> [Task directions]: Give back, exactly as written, the lines from the beginning of the listing through the one that contains "From what I can".

[Data — start]

PR #774, opened 2022-10-31
Add second order refinement criteria

### LINKED ISSUE #763: Second Order Refinement Error Criterion
From what I can see, the default Error Criterion is order 1 difference.

In my experience, a normalized second order error criterion has very good properties for picking out sharp features, so I'd like to implement it as an optional criterion.  I'll add details on the proposed enhancement in a subsequent update.

tagardiner:
The is related to issue #763 

## PR Summary

The code contains a bit of boilerplate, but it should work.  I implemented a second order refinement criterion.  The next step is to test it out with some parthenon example problem.  I think including it as an optional run for the advection problem would be a good place to start.

## PR Checklist

- [x] Code passes cpplint
- [x] Code is formatted


tagardiner:
@par-hermes format

src/refinement/amr_criteria.cpp
```diff
@@ -65,4 +67,39 @@ AmrTag AMRFirstDerivative::operator()(const MeshBlockData<Real> *rc) const {
   return Refinement::FirstDerivative(pmb.get(), q, refine_criteria, derefine_criteria);
 }
 
+
+AMRSecondDerivative::AMRSecondDerivative(ParameterInput *pin, std::string &block_name) {
+  field = pin->GetOrAddString(block_name, "field", "NO FIELD WAS SET");
+  if (field == "NO FIELD WAS SET") {
+    std::cerr << "Error in " << block_name << ": no field set" << std::endl;
+    exit(1);
+  }
```
Yurlungur: Ideally we should do this with our `PARTHENON_ERROR` machinery. (It's possible the old AMRFirstDerivative was written before that machinery). We need
```C++
#include "utils/error_checking"
```
and then we can do
```C++
PARTHENON_REQUIRE_THROWS(pin->DoesParameterExist(block_name, "field"), "Error in " + block_name + ": no field set.");
field = pin->GetString(block_name, "field");
```

src/refinement/amr_criteria.cpp
```diff
@@ -65,4 +67,39 @@ AmrTag AMRFirstDerivative::operator()(const MeshBlockData<Real> *rc) const {
...
+  refine_criteria = pin->GetOrAddReal(block_name, "refine_tol", 0.5);
+  derefine_criteria = pin->GetOrAddReal(block_name, "derefine_tol", 0.05);
+  int global_max_level = pin->GetOrAddInteger("parthenon/mesh", "numlevel", 1);
+  max_level = pin->GetOrAddInteger(block_name, "max_level", global_max_level);
+  if (max_level > global_max_level) {
```
Yurlungur: Not sure if we do this in the first derivative code, but might be good to hide this in a check for MPI rank zero
```suggestion
  if ((max_level > global_max_level) && (Globals::my_rank == 0)) {
```
assumes that you have
```C++
#include "globals.hpp"
```
at the top of the file.

Yurlungur (changes requested):
This looks like a great addition! Thanks for adding this. I just have a few minor nitpicks below. Also:
- Looks like we're missing a changelog: Just add the PR to `CHANGELOG.md`.
- And looks like formatting isn't passing at least when I looked. 

For getting formatting working, the cmake should let you just type `make format` and then `make lint`. If that doesn't work, I can also give you a script (which I should just commit to the repo) which can format the code when cmake is being finicky.

Yurlungur:
> And looks like formatting isn't passing at least when I looked.

Ah you asked the bot to do it. Very good. :)

src/refinement/amr_criteria.cpp
tagardiner: Ok, this is easy enough - done.

src/refinement/amr_criteria.cpp
tagardiner: This too is easy enough, but honestly I'm not clear why this code has its own idea of max_level that could be <= global_max_level.

Is the idea here that you can ask for AMR refine / derefine calculations at levels less than global_max_level?  What happens then?  That is, if one does this, how do we ever end up with a level > max_level?

tagardiner:
cpp-py-formatter

src/refinement/amr_criteria.cpp
Yurlungur: I'm actually not sure---this may simply be extraneous code which should be removed.

Yurlungur: ^which should be removed at some point. No reason you have to do it now.

Yurlungur (approved):

src/refinement/amr_criteria.cpp
tagardiner: Looking at this a bit more closely, it sounds like you're suggesting that the error message written to stderr should be only done by rank 0.  But, constraining max_level <= global_max_level should be done by all ranks, right?  I'm assuming here that there will NOT be an additional synchronization step later.

tagardiner:
@par-hermes format

src/refinement/amr_criteria.cpp
Yurlungur: Ah, yeah that's right. I just want one error message, but the constraint should be global.

Yurlungur:
Looks like one of the CI tests is failing. I restarted it since I think it might be a transient error.

tagardiner:
@pgrete @jdolence I think this second order refinement criterion is ready to go.
Will you take a look and suggest changes or approve?  Thanks

Yurlungur (approved):
:+1: Thanks for fixing the first derivative code while you were at it.

src/refinement/amr_criteria.cpp
pgrete: There are use cases for which it may be desired that some refinement crit only trigger down to a certain level, which is why there's an extra check.
For example (not yet relevant for any downstream code right now as far as I'm aware of but who knows), in Enzo the gravity refinement based on particles is typically limited to several levels above the maximum level (for very deep hierarchies) so that the potential is effectively smoothed (and particles don't start acting as "black holes" on the finest levels).

src/refinement/refinement.cpp
```diff
@@ -130,6 +130,50 @@ AmrTag FirstDerivative(MeshBlock *pmb, const ParArrayND<Real> &q,
...
+    ku = dim3 - 2;
+  }
+  if (dim2 > 1) {
+    jl = 1;
+    ju = dim2 - 2;
+  }
+  if (dim1 > 1) {
+    il = 1;
+    iu = dim1 - 2;
+  }
```
pgrete: I know we're doing this for first order deriv, too, but what was actually the use case to check for refinement in the ghost zones?

docs/amr.md
```diff
@@ -30,7 +30,10 @@ In each refinement block, you are required to provide a ``method`` which is a st
 ### Predefined Criteria
 | Method | Description |
 |--------|-------------|
-| derivative_order_1 | ![formula](https://render.githubusercontent.com/render/math?math=\|dlnq\/dlnx\|), where q is the user selected variable |
+| derivative_order_1 | ![formula](https://render.githubusercontent.com/render/math?math=\|dlnq\/dlnx\|) |
+| derivative_order_2 | $$\frac{(\delta x_i)^2}{\|q\|} \left\| \frac{\partial^2 q}{\partial x_i^2} \right\|$$ Note that, as programmed, this quantity is bounded by [0,2). |
```
pgrete: I think there are some `| |` missing around the second deriv term.
Also, it'd be great if you could add a pointer to some doc (or document directly), why the the implementation differs from the definition here.
There are probably good reasons for it (and done in other codes) so this may help user to pick the right values based on the reference (e.g., the implementation in Pluto of the "second deriv" criterion is quite different from the one used here).

tagardiner: @pgrete The absolute value signs around the second derivative are present in the doc.  If you look at the file diff. page you can select a button to show the rich text preview of the doc.

The coordinate index subscript is not intended to implicitly mean to sum on the repeated index, rather each coordinate direction is tested independently.  Admittedly, this code assumes Cartesian coordinates, though that assumption is also present in the first derivative refinement criterion.

Honestly, I don't know what's done in Pluto - I've never looked at the code.  The denominator is a measure of the conserved variable, it's

$$  \frac{|q_i| + 0.5 |q_{i-1} + q_{i+1}| }{2} $$

The reason I use this for normalizing the refinement criterion can be seen by considering limiting cases where say $q_i \le 0$ and $(q_{i-1} + q_{i+1}) > 0$.  This often happens for say the momentum or magnetic field components.  Normalizing the second derivative in this way results in a mathematically bounded expression between $[0, 2]$.  In the implementation, I followed the convention used in the first derivative refinement criterion to include a tiny floating point value which formally changes the bounding to $[0,2)$.  This is noted in the documentation.

Are you asking for something more formal as to why this expression is used, like a description of these details in the doc file?

src/refinement/refinement.cpp
tagardiner: @pgrete I have no idea.  I don't know how many ghost zones are used in Parthenon or how to know if I'm looking at zone, face, edge, ... centered data.  I simply followed the pattern used in the first derivative refinement criterion assuming that it tested the appropriate domain.

Please feel free to update both order 1 and 2 to use the appropriate domain.

docs/amr.md
tagardiner: @pgrete I looked over the code again and it looks like to be consistent with the documentation I need an additional factor of 1/2.  Would you like me to add the factor of 1/2 to the documentation or write out explicitly the case for say the x coordinate so that it's clear.  In the end, I'm recommending second derivative error measure that's proportional to this

$$  \frac{ \| q_{i-1} + q_{i+1} - 2 q_i \| }{ \| q_{i-1} + q_{i+1} \| + 2 \| q_i \|} $$

In this form it's bounded by $[0,1]$.

tagardiner: I revised the code and documentation to match this error criterion.

src/refinement/refinement.cpp
pgrete: The number of ghost zones is an input parameter.
I'll put the question on the agenda for the call tomorrow so that we either fix this or add a comment why this is done.
I'm thinking about downstream development here, where a new developer tries to implement a new criterion and is wondering the same thing.

docs/amr.md
pgrete: > The absolute value signs around the second derivative are present in the doc. If you look at the file diff. page you can select a button to show the rich text preview of the doc.

I used the rich text version and it doesn't seem to properly render on my end:
image
So that's probably the way it is.

Regarding the doc, it'd be great if you could add that you use a "weighted q" in the denominator (for reasons) just to make it transparent on how to get from the analytic to the discrete formula.
However, as this is just nitpicking I'm already approving so don't consider this blocking my approval.

pgrete (approved):

Yurlungur:
@pgrete @tagardiner should we merge or is this waiting on anything?

docs/amr.md
tagardiner: How odd - here's what I see
doc

src/refinement/refinement.cpp
tagardiner: Sounds good - I won't be there tomorrow, so just post the decision or feel free to make the changes.

docs/amr.md
tagardiner: On the subject of the docs, it's probably also worth fixing the first order refinement criterion description.  From what I see, the code is not actually calculating

$$ \left \| \frac{d \ln q}{d \ln x} \right \|$$

tagardiner:
@Yurlungur I think the final remaining question pertains to the loop bounds and whether the order 1 and order 2 refinement criteria ought to be checking ghost zones or just computational zones.  I believe @pgrete said that he'll bring it up for discussion tomorrow.

I won't be able to join the discussion, so consider my input to be to go with the group consensus.

jdolence:
We didn't get to the discussion of tagging in ghost zones on today's call, but here's my 2 cents in preparation for the discussion next week.  I _think_ what we want is usually to tag on all the interior zones plus one layer of ghost zones.  My argument is basically that this helps to refine a block just before a feature propagates into it, as opposed to having something propagate across a refinement boundary and then afterward refine the block.  This is really driven by thinking about hyperbolic type problems.

With a tiny refactor I've put into #780, it would actually be really easy to have the number of ghost zones used in tagging set at runtime, with perhaps a default of one being reasonable.  Perhaps something like that is the right answer here.

pgrete:
Does anyone require this feature until next week? Otherwise, I suggest to wait for the discussion next week, then update docs and code and then merge (rather than merging now and "fixing" things next week).

pgrete:
I was just about to add the comment we discussed during the last sync and then merge, only to realize that the place for the comment is gone since in #780 @jdolence :
> AMR criteria are always evaluated on interior cells and one layer of ghost cells, independent of the number of ghost cells available. The previous behavior tagged on nghost - 1 ghost cells, which I do not believe is the desired behavior. Discussed in Add second order refinement criteria #774 also.

So this needs to be "unfixed" as discussed during the sync (i.e., we always want to check the maximum number of cells allowed by the stencil inside the kernel).
@tagardiner do you want to take a shot at this or should I volunteer myself?

tagardiner:
@pgrete I need to rewrite the second order refinement indicator due to the extensive changes made there.  Now that #791 is merged, I can move forward and rewrite it.  If you want to add a comment and change the inclusion of ghost cells, why don't you start a new PR and just get it done and I'll add a second order criterion after that.

pgrete:
Didn't you already rewrite it? It looks like it's already adapted to the new interface?

tagardiner:
@pgrete Look at that - I did rewrite it...  I should confess however that I haven't tested it in parthenon yet.  I just merged develop into this branch, so it should be good to go from that standpoint.

tagardiner:
@jdolence I'm trying to run the burgers test problem with first and second order refinement criteria to see that it works properly.  To interpret the results, I'm trying to visualize the output in VisIt and it's crashing whenever I try to make a pseudocolor plot.  What variable should I look at?  Thanks!

I should add, the error message is:

HDF5-DIAG: Error detected in HDF5 (1.8.14) thread 0:
  #000: ../../src/H5Shyper.c line 6606 in H5Sselect_hyperslab(): invalid stride==0 value
    major: Invalid arguments to routine
    minor: Bad value

tagardiner:
@pgrete @jdolence I'm unable to visualize any data from the advection problem as well.  Opening the xdmf files for the advection problem also results in this error when trying to generate a pseudocolor plot of the "advected" quantity.

HDF5-DIAG: Error detected in HDF5 (1.8.14) thread 0:
  #000: ../../src/H5Shyper.c line 6606 in H5Sselect_hyperslab(): invalid stride==0 value
    major: Invalid arguments to routine
    minor: Bad value

I suspect that this has something to do with the recent changes to HDF5 output.  Thoughts?

brryan:
@tagardiner I bet you are right about the (my) recent output change breaking XDMF. Sorry about that, I'm taking a look at this now.

tagardiner:
@brryan Thanks!

tagardiner:
@pgrete I revised the advection problem to initialize the "sphere" to have a value of 1 and the material outside of that to have a value of 0.5, turned off the existing refinement (by setting the refinement tolerance high) and added a second order refinement criterion to the input file.  The odd thing is that I'm seeing the code refines reasonably, but it doesn't derefine.  I should mention that I set derefine_count=2 so it should be happening every other time-step.  Any thoughts?

The thing that would really help is if we could output the refinement error to see what the values are.  Is this possible in parthenon?

tagardiner:
As far as I can tell, this refinement condition is working, so I'm pushing the auto-merge button.

Yurlungur:
> The thing that would really help is if we could output the refinement error to see what the values are. Is this possible in parthenon?

This isn't currently possible but it wouldn't be too hard to add I think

[Data — finish]

> [Exercise solution]:
PR #774, opened 2022-10-31
Add second order refinement criteria

### LINKED ISSUE #763: Second Order Refinement Error Criterion
From what I can see, the default Error Criterion is order 1 difference.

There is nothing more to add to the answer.